FrankensteinVariorum / fv-collation

first-stage collation processing in the Frankenstein Variorum Project. For post processing and Variorum development, see our GitHub organization: https://github.com/FrankensteinVariorum
https://frankensteinvariorum.github.io/fv-collation/
GNU Affero General Public License v3.0
9 stars 2 forks source link

Refining the collation #48

Closed ebeshero closed 5 years ago

ebeshero commented 6 years ago

Following discussion with @raffazizzi today, I've added more normalization to a new version of the Python script. The normalization function now does two things: 1) it ignores the content of any element tags during the collation process (so <p/> elements with distinctly different "location markers" in their attributes can still align and be considered invariant), 2) it lowercases all the input that collateX works with.

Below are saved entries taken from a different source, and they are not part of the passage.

PR #74, opened 2021-09-20
Only use first error message when checking pbzip2 errors

### LINKED ISSUE #72: Test failure in test_truncated_with
This test appears to fail sporadically for the `bz2` case (and length 1024):
https://github.com/pycompression/xopen/runs/3636266596?check_suite_focus=true

https://github.com/pycompression/xopen/blob/7c2518bcedbd6a876d572339ac619384b80332d5/tests/test_xopen.py#L467-L473

I’m trying to reproduce it locally with `while pytest tests/test_xopen.py::test_truncated_with; do : ; done`, but haven’t succeeded.

rhpvorderman:
pbzip2 prints multiple error messages if terminated early, which wrongly triggers the allowed error messages in the checking codepath.

This should fix #72. Can you do the stress testing again @marcelm to check if this is the case?

### DIFF
--- a/src/xopen/__init__.py
+++ b/src/xopen/__init__.py
@@ -486,6 +486,18 @@ class PipedPBzip2Reader(PipedCompressionReader):
     def __init__(self, path, mode: str = "r", threads: Optional[int] = None):
         super().__init__(path, ["pbzip2"], mode, "-p", threads)
 
+    def _raise_if_error(self, check_allowed_code_and_message: bool = False,
+                        stderr_message: bytes = b"") -> None:
+        # pbzip2 writes multiple messages. If a process is terminated after a
+        # reported error it will also display the terminate messages in stderr.
+        # This way we only check the original message.
+        if stderr_message:
+            # pbzip2 prints a newline first, so check second line.
+            messages = stderr_message.split(b"\n")
+            if len(messages) > 1:
+                stderr_message = messages[1]
+        super()._raise_if_error(check_allowed_code_and_message, stderr_message)
+
 
 class PipedPBzip2Writer(PipedCompressionWriter):
     """
--- a/src/xopen/__init__.py
+++ b/src/xopen/__init__.py
@@ -369,7 +369,8 @@ class PipedCompressionReader(Closing):
             if retcode == self._allowed_exit_code:
                 # terminated with allowed exit code
                 return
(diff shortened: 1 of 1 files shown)


marcelm:
This crashes in the `_raise_if_error` in the superclass here:
```
        if not stderr_message:
            stderr_message = self.process.stderr.read()
```
```
  File "bug.py", line 11, in <module>
    f._file.read()
  File ".../xopen/src/xopen/__init__.py", line 135, in __exit__
    self.close()
  File ".../xopen/src/xopen/__init__.py", line 323, in close
    self._raise_if_error(check_allowed_code_and_message, stderr_message)
  File ".../xopen/src/xopen/__init__.py", line 499, in _raise_if_error
    super()._raise_if_error(check_allowed_code_and_message, stderr_message)
  File ".../xopen/src/xopen/__init__.py", line 378, in _raise_if_error
    stderr_message = self.process.stderr.read()
ValueError: read of closed file
```

marcelm:
For these errors, the message printed by pbzip2 is actually not preceded by a newline:
```
b"pbzip2: *ERROR: File ends unexpectedly!  Skipping...\n\n *Control-C or similar caught [sig=15], quitting...\nCouldn't signal signal QUIT to SignalHandlerThread [3]. Quitting prematurely!\n"
```
Then `msg.split(b"\n")[1]` becomes `b""`

marcelm:
Perhaps we could just be more strict and check whether the message is exactly `b"\n\nControl-C or similar caught [sig=15], quitting..."` (or perhaps `.startswith`), then we don’t even need to override `_raise_if_error`.

rhpvorderman:
Sorry, I accidently hit 'edit' instead of reply. A MorningError I am affraid. Hence the "edited by rhpvorderman" on your message.

That seems to be a good solution. This _allowed_error_message is for internal use only and should not be considered an API change. 

The exact error would be `\nControl-C or similar caught [sig=15], quitting...` (one `\n` less, because that was from the end of the File ends unexpectedly error.) And using startswith would be appropriate.

rhpvorderman:
> For these errors, the message printed by pbzip2 is actually not preceded by a newline:

Argh. Internal inconsistency! How can you account for that? Anyway it should be fixed now with the newest commit.

marcelm:
Very good, I’m no longer able to get my test script to crash.

I’ll publish version 1.2.0 later today since it’s been a while since the last release.

PR #75, opened 2021-09-21
Accomodate for /proc/sys/fs/pipe-max-size not being available due to permission errors

rhpvorderman:
I installed xopen on my phone (wanted to test something) and found that max pipe size was not available due to permission error. This fixes that issue.

@marcelm It would be nice if this lands in the next release.


marcelm:
Just saw this, I’ll wait. Will review shortly.

marcelm:
On your **phone**??? How did you do that?

marcelm:
Cool! (And that would finally be a good use case for the Bluetooth keyboard I bought on impulse a while ago)

PR #79, opened 2021-12-01
Do not install isal automatically on aarch64

rhpvorderman:
Decompressing is slower than native zlib with ISA-L.

I tested this on an aarch64 machine with ARM Cortex-A53 cores. (Allwinner A64 olimex olinuxino board). 

Compression is 2x faster. But decompression was about 30% slower. That is not a clear win. Unlike x86_64 where it decompresses 2x faster and compresses 5x faster.

### DIFF
--- a/setup.cfg
+++ b/setup.cfg
@@ -17,7 +17,7 @@ package_dir =
     =src
 packages = find:
 install_requires =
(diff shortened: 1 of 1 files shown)


marcelm:
Thanks for testing this, LGTM!

PR #81, opened 2021-12-31
Allow encoding, errors and newline parameters for text-mode

rhpvorderman:
This equalizes `xopen` with the `open` method from builtins. Also it is considered bad practice nowadays to open a text file without encoding, as that is not platform-independent behaviour. Encoding should always be explicitly passed. See https://docs.python.org/3.11/whatsnew/3.10.html#optional-encodingwarning-and-encoding-locale-option for more information.


rhpvorderman:
I already fixed the mypy error in #80 so I will just simply merge develop in once that is merged.

src/xopen/__init__.py
```diff
@@ -269,6 +277,10 @@ def __init__(
         mode: str = "r",
         threads_flag: Optional[str] = None,
         threads: Optional[int] = None,
+        *,
+        encoding=None,
```
marcelm, line 281: Should the default perhaps be `"utf-8"`? See:
https://docs.python.org/3.11/library/io.html#opt-in-encodingwarning
> If you are providing an API that uses open() or TextIOWrapper and passes encoding=None as a parameter, you can use text_encoding() so that callers of the API will emit an EncodingWarning if they don’t pass an encoding. However, please consider using UTF-8 by default (i.e. encoding="utf-8") for new APIs.

That should be mostly backwards compatible because we haven’t supported Windows so far, and the default on most Unix systems should be UTF-8 already.

If we leave it at `None`, we should use the `text_encoding()` function as suggested.

marcelm (commented):
Yes, this looks good, being closer to regular `open()` is a good thing. Just one comment.

src/xopen/__init__.py
rhpvorderman: `io.text_encoding()` Is a 3.10 only feature. I will set it to UTF-8.

rhpvorderman:
I added a small check to the `xopen` function. Setting the default encoding to `utf-8` caused crashes as the only default encoding allowed is `None` when the mode is binary. So now the xopen function does not pass the text mode args when the mode is "rb".

src/xopen/__init__.py
```diff
@@ -732,28 +777,36 @@ def xopen(
     (parallel gzip) subprocess if possible. See PipedGzipWriter and PipedGzipReader.
 
     When threads = 0, no subprocess is used.
+
+    encoding, errors and newline are used when opening in text mode. The parameters
+    have the same meaning as in the built-in open function.
```
marcelm, line 782: ... except that the default text encoding is UTF-8 on all platforms, not locale.getpreferredencoding().

rhpvorderman: Well-spotted. I should change that.

rhpvorderman:
@marcelm Done!
Also, I hope you had a nice holiday. It is good to be working with you again.

marcelm:
> Also, I hope you had a nice holiday. It is good to be working with you again.

Thanks! I’m happy to be back.

PR #83, opened 2022-01-13
Add seek() and tell() to PipedCompressionReader

marcelm:
These are just passed along to the underlying `_file` (the process` stdout).

This is needed by dnaio on Windows because `sys.stdin.buffer` on Windows is seekable, which triggers a different code path in `dnaio.singleend._detect_format_from_content` that relies on `seek()` and `tell()`.

Also, since `PipedCompressionReader.seekable()` already exists, we should also really have `seek()`.

~~Tests fail because coverage drops. I’ll see whether I find the energy to add some.~~ Test added

### DIFF
--- a/src/xopen/__init__.py
+++ b/src/xopen/__init__.py
@@ -423,6 +423,12 @@ class PipedCompressionReader(Closing):
     def seekable(self) -> bool:
         return self._file.seekable()
 
+    def tell(self) -> int:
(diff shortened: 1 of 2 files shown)


rhpvorderman (approved):
Ready to merge!

marcelm:
Thanks for the review!

PR #84, opened 2022-01-14
Use Black

marcelm:
@rhpvorderman I’ve started to use Black in some of my projects and xopen would be another good candidate where it would make sense to use it. Although I don’t agree with all choices that Black makes, it is so much nicer not to have to talk about code formatting during PRs. (I saw some (minor) formatting issues in some of the recent PRs, but was already planning this PR, so I didn’t mention it.)

With this change, black-like formatting would be enforced during CI. To not have to remember to run `black` before each commit, pre commit hooks can be used, and it’s easiest to manage these with [https://pre-commit.com/](pre-commit). I added a pre-commit configuration file. To use it, run `pipx install pre-commit` and then `pre-commit install` in the repo.

### DIFF
--- a/.github/workflows/ci.yml
+++ b/.github/workflows/ci.yml
@@ -9,7 +9,7 @@ jobs:
     strategy:
       matrix:
         python-version: [3.7]
-        toxenv: [flake8, mypy]
+        toxenv: [black, flake8, mypy]
     steps:
     - uses: actions/checkout@v2
     - name: Set up Python ${{ matrix.python-version }}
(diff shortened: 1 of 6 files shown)


rhpvorderman:
I fully agree. Black may be less pretty at times, but it is mostly focused on creating as readable as possible git diffs. So that should make code review easier as well as keeping consistent formatting.

rhpvorderman (approved):

marcelm:
Great, then let’s do this.

PR #467, opened 2016-04-19
enc: fix h264 core dump issue when intra_period larger than 1024

lizhong1008:
Fix h264/hevc core dump issues when intra_period larger than 1024, or intra_period equal to 1.


xuguangxin:
+1

xuguangxin:
hi  : 
Since we have changed license form LGPL to Apache v2. could you resubmit patch to apache branch ? thanks.

lizhong1008:
Need to push to apache branch, and duplicated with https://github.com/01org/libyami/pull/492. So close it.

The new version of the Python script also ignores most markup. I decided for now to keep <p/> elements as inline-empty because a change in paragraphing is semantically significant. For the same reason I kept div markers, add and del. I'm thinking we might just want to output del, but suppress add.

The new output is coming out in the LessMarkupV2_xmlOutput directory.

I'll run a few more variations on this theme. Question: Is it necessary/useful to have "location flag" attributes appear in the collation output on the <p/> and <lb/> elements?

ebeshero commented 6 years ago

Note: I need to weave this normalization list of weirdly spelled words into the Python script, too: https://github.com/PghFrankenstein/Pittsburgh_Frankenstein/issues/28

ebeshero commented 6 years ago

Action on @ebb: Output fresh DETAILED collation with location tags (don't suppress the <lb/> elements) now that I've properly normalized ampersands.

ebeshero commented 6 years ago

@raffazizzi @Rikkm I'm running a fresh collation this morning. As I mentioned in our meeting on Tuesday, this collation will have better alignment because it's properly normalizing ampersands and markup. Also, I've made sure the <lb> elements are present so the text locations are clearly signaled.

C-10 is freshly output already in the Full_xmlOutput directory you've been working in, Raff: https://github.com/PghFrankenstein/Pittsburgh_Frankenstein/tree/Text_Processing/collateXPrep/Full_xmlOutput

It's also sitting by itself here in my unit-testing folder: C10_xmlOutput--that might be an easier place to work with it by itself: https://github.com/PghFrankenstein/Pittsburgh_Frankenstein/tree/Text_Processing/collateXPrep/C10_xmlOutput

(As usual I've done some reorganizing to put old collation stuff away.)